MANILA (Reuters) - Southeast Asian foreign ministers agreed in principle on Monday to set up a human rights body after military-ruled Myanmar dropped objections to the plan, but diplomats said key differences remained.
The issue had created a rift within the 10-member Association of South East Asian Nations (ASEAN) and threatened to divert attention from the group’s efforts at economic integration.
“We have agreed to create the human rights body,” Singapore’s Foreign Minister George Yeo told reporters after the first session of an ASEAN ministerial meeting in the Philippine capital. “At the ministers’ level we have a consensus. Myanmar had a positive attitude towards all of this.”
He said the ministers had yet to decide on terms of reference and other specifics, but would do so soon.
One diplomat privy to the discussions said Malaysia, Indonesia, Singapore, Thailand, the Philippines and Brunei -- the six older members of ASEAN -- persuaded Myanmar, Laos, Cambodia and Vietnam to accept the deal in principle.
Myanmar had opposed the idea, while the three Indochina nations had asked for more time, the diplomat said. But the differences were essentially swept under the carpet.
“There is no time-frame, there is no agreement on form and substance,” the diplomat said. “And everything has to be agreed to by the leaders.”
Setting up a human rights institution is an integral part of a landmark charter that ASEAN is trying to complete before a summit of the region’s presidents and prime ministers in November.
Yeo also said the leaders would decide on differences over whether ASEAN should abandon its time-honored way of resolving issues by consensus or put them to a vote. They would also take a decision on how to penalize members who violate the charter.
Earlier on Monday, Philippine President Gloria Macapagal Arroyo called for unity in the region and a focus on ASEAN’s goal of economic integration by 2015.
“An ASEAN community is going to be anchored first and foremost on economic integration, with a focus on social justice and raising the standard of living in the region,” she said while opening the ministerial meeting.
“It is about creating a dynamic force in Asia to maximize the benefit of globalization. Too much has been made of our diversity as a barrier.

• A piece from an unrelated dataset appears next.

PR #216, opened 2020-09-22
ODEs with time-varying boundary conditions

samuelpmishLLNL:
The main goal of this PR is to support time dependent boundary conditions, so the user can write something like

Our diversity is a strength and not a barrier to an East Asian union.”
Analysts however say the idea of an ASEAN human rights code will be difficult to achieve given the differing interpretations of the term within the group and stricter anti-terrorism laws across the region.
“The best that ASEAN can achieve in its landmark charter is a best-efforts pledge to work for adherence to human rights,” said columnist Ana Marie Pamintuan in the Philippine Star newspaper.
“The charter provision will have to be vaguely worded or several laws used to fight terrorism could be considered violations.”